**Your objective**. From the entries that follow, extract each line holding the string "only".

Saved entries
PR #1114, opened 2015-02-24
[dhl.de] Multiple subdomains + test coverage

johnp:
Already supports HSTS, but currently doesn't default to https.
The official account-page on paket.de for example links from https to http which prevents HSTS from working.

### DIFF
--- a/src/chrome/content/rules/DHL.de.xml
+++ b/src/chrome/content/rules/DHL.de.xml
@@ -10,11 +10,6 @@
 
   <securecookie host="^(?:.*\.)?dhl\.de$" name=".*" />
 
-  <rule from="^http://(?:www\.)?dhl\.de/" to="https://www.dhl.de/"/>
-  <rule from="^http://mobile\.dhl\.de/" to="https://mobile.dhl.de/"/>
-  <rule from="^http://nolp\.dhl\.de/" to="https://nolp.dhl.de/"/>
-  <rule from="^http://nolb\.dhl\.de/" to="https://nolb.dhl.de/"/>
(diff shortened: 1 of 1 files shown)


johnp:
The travis build shows that the file now has complete test-coverage (read: test does not fail anymore).

src/chrome/content/rules/DHL.de.xml
```diff
@@ -1,8 +1,20 @@
...
+  <target host="nolp.dhl.de"/>
+  <target host="nolb.dhl.de"/>
+  <target host="partner.dhl.de"/>
+  <target host="entwickler.dhl.de"/>
+  <target host="fcm.dhl.de"/>
 
   <securecookie host="^(?:.*\.)?dhl\.de$" name=".*" />
 
   <rule from="^http://(?:www\.)?dhl\.de/" to="https://www.dhl.de/"/>
+  <rule from="^http://mobile\.dhl\.de/" to="https://mobile.dhl.de/"/>
```
jsha: These can be simplified as

```
<rule from="^http:"
  to="https:" />
```

johnp: This would then still /only/ apply to the subdomains as given in the ``target`` rules? Because there are subdomains that are http-only.

jsha: That's correct. Because you no longer include the "*.dhl.de" domain, this would only apply to subdomains listed explicitly in the `target` rules.

johnp:
Updated accordingly.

**Response to this exercise**.
johnp: This would then still /only/ apply to the subdomains as given in the ``target`` rules? Because there are subdomains that are http-only.
jsha: That's correct. Because you no longer include the "*.dhl.de" domain, this would only apply to subdomains listed explicitly in the `target` rules.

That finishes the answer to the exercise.